# African pygmy hedgehog breeders/owners near Bournemouth



## Sharpy6272 (May 14, 2008)

My girlfriend has been thinking of getting and APH soon but she hasnt ever seen on in person so to save me getting her one for her birthday and her potentialy not liking it would it be possible to visit and get some more info and see one preferably 

Thanks in advance


----------



## fatratsandcheesekk (May 18, 2008)

dont know of any breeders around here but southern aquatics at creekmore have a pair but they were £450 for a pair i think you could et one from a breeder including travel for a lot cheaper


----------



## bmth girl (Apr 18, 2008)

fatratsandcheesekk said:


> dont know of any breeders around here but southern aquatics at creekmore have a pair but they were £450 for a pair i think you could et one from a breeder including travel for a lot cheaper


 :lol2: I saw those too ! crazy prices! ...I wonder if we are ever in the shop at the same time .....:lol2:


----------



## boidae (Jul 14, 2008)

ive spoken to these people, they emailed me the other week saying they have some in.
Exotic Pets Cumbria-Reptiles,Snakes,Lizards,Tortoises,Amphibians,Spiders,Insects

i think they mentioned they can do courier to me (bournemouth).

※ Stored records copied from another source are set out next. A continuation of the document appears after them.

PR #1614, opened 2025-12-03
Fix asprof incorrectly existing with non zero exit code

Baraa-Hasheesh:
### Description
In `collect` mode, the `asprof` will do the following:
* run `jattach` to start the profiler
* sleep/wait until the full profiling duration
* run `jattach` to stop the profiler 

During some testing, I noticed that it's possible for the Java process to exit during the call of the last `sleep` call that the `asprof` does to wait for session time to be exhausted 

If that happens the follow up `jattach` call will fail, as the process is already dead,

This change doesn't not fully solve the issue as the race condition still exists but will make much less likely to happen as it checks the process is still alive before calling `jattach` to stop the profiler

### Related issues
N/A

### Motivation and context
Fix exist code for the `asprof` in case Java process exiting before `stop` is called

### How has this been tested?
manual testing

---

### DIFF
--- a/src/main/main.cpp
+++ b/src/main/main.cpp
@@ -588,25 +588,20 @@ int main(int argc, const char** argv) {
         signal(SIGTERM, sigint_handler);
 
         while (time_micros() < end_time) {
+            sleep(1);
+
             if (kill(pid, 0) != 0) {
                 fprintf(stderr, "Process exited\n");
                 if (use_tmp_file) print_file(file, STDOUT_FILENO);
                 return 0;
             }
-            sleep(1);
         }
 
         fprintf(stderr, end_time != 0 ? "Done\n" : "Interrupted\n");
         signal(SIGINT, SIG_DFL);
         // Do not reset SIGTERM handler to allow graceful shutdown
 
-        // It's possible for java process to die during the last `sleep` call in the waiting loop
-        // Running jattach in that case will cause the asprof to incorrectly conclude with non 0 exit code
-        if (kill(pid, 0) == 0) {
-            run_jattach(pid, String("stop,file=") << file << "," << output << format << ",log=" << logfile);
-        } else if (use_tmp_file) {
-            print_file(file, STDOUT_FILENO);
-        }
+        run_jattach(pid, String("stop,file=") << file << "," << output << format << ",log=" << logfile);
     } else {
         if (action == "start" || action == "resume") run_fdtransfer(pid, fdtransfer);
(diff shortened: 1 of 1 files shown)


src/main/main.cpp
```diff
@@ -600,7 +600,13 @@ int main(int argc, const char** argv) {
         signal(SIGINT, SIG_DFL);
         // Do not reset SIGTERM handler to allow graceful shutdown
 
-        run_jattach(pid, String("stop,file=") << file << "," << output << format << ",log=" << logfile);
+        // It's possible for java process to die during the last `sleep` call in the waiting loop
+        // Running jattach in that case will cause the asprof to incorrectly conclude with non 0 exit code
+        if (kill(pid, 0) == 0) {
+            run_jattach(pid, String("stop,file=") << file << "," << output << format << ",log=" << logfile);
```
fandreuz: Technically the race condition is still there. Can we do one of the following?
- Fix the problem in jattach
- Be resilient to this situation in Async-Profiler, without relying on the output of `kill(pid, 0)` at some arbitrary point in time.

Baraa-Hasheesh: I'm aware that race conditions still exists

> **This change doesn't not fully solve the issue as the race condition still exists** but will make much less likely to happen as it checks the process is still alive before calling jattach to stop the profiler

Now regarding the suggestions

> Fix the problem in jattach

That would need to be done on the correct package [here](https://github.com/jattach/jattach) which is out of scope for this change here 

And strictly speaking `jattach` is behaving correctly, so changes to avoid this won't exactly look the best & I would advice against it, but I would ask @apangin about his opinion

but im not after any anymore.

http://www.exoticpetscumbria.co.uk/

£150 each.


i know nohing about the business though.


----------



## Sharpy6272 (May 14, 2008)

Thats good info thanks:2thumb:


----------



## Alex M (May 28, 2008)

Might point out that you get a full setup as well as those hedgehogs for £450, so probably not much more expensive than any other shop  Must admit, they're quite cute though.


----------



## Twiisted (Mar 15, 2008)

Have a look around online... Iv been searching and found LOADS.


----------



## mr stroudy (Mar 11, 2008)

yeah i went to southern aquatics and saw them its not really a bad price when you consider what you get with them,but i had to laugh when they were handeled he held them for about 5 mins beforehe was prickeled lol spikey things very cute,and southern aquatics are a very good shop so you know they are cared for properly.


----------



## Athravan (Dec 28, 2006)

If you are going to buy from a shop, please do not accept a hedgehog TNT'd - TNT is licensed for reptiles, as these can cope with the extreme temperatures they may be subjected to. A hedgehog should never be sent by TNT and TNT are not licensed to courier animals - but I know of two people who received hedgehogs by TNT in the last few months, as they are becoming more and more common in pet shops.


----------



## bmth girl (Apr 18, 2008)

mr stroudy said:


> yeah i went to southern aquatics and saw them its not really a bad price when you consider what you get with them,but i had to laugh when they were handeled he held them for about 5 mins beforehe was prickeled lol spikey things very cute,and southern aquatics are a very good shop so you know they are cared for properly.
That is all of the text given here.